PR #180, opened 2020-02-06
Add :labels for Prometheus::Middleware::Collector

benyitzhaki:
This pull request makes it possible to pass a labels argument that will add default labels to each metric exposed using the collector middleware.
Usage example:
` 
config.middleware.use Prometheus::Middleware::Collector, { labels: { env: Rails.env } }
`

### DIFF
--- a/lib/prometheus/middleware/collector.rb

==

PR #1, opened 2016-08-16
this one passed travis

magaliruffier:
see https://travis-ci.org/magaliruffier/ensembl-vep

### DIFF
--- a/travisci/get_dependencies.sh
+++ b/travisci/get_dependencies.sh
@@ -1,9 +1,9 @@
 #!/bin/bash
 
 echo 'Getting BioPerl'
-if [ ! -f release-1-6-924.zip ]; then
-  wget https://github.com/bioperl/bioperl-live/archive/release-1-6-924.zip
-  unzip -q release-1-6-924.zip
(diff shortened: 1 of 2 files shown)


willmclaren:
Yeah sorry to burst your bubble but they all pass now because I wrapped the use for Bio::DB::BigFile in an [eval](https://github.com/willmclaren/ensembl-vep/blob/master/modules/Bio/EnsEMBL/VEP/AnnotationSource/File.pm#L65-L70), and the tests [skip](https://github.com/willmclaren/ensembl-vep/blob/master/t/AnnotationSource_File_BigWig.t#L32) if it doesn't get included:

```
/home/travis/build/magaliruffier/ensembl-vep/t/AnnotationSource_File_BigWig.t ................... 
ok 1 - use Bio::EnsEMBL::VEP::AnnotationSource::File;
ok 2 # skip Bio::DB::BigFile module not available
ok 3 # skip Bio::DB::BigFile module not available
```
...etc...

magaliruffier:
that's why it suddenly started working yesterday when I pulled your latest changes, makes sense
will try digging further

Instructions to follow: Count every line above that holds the string "magaliruffier" and give the total, nothing more.

Reply: 4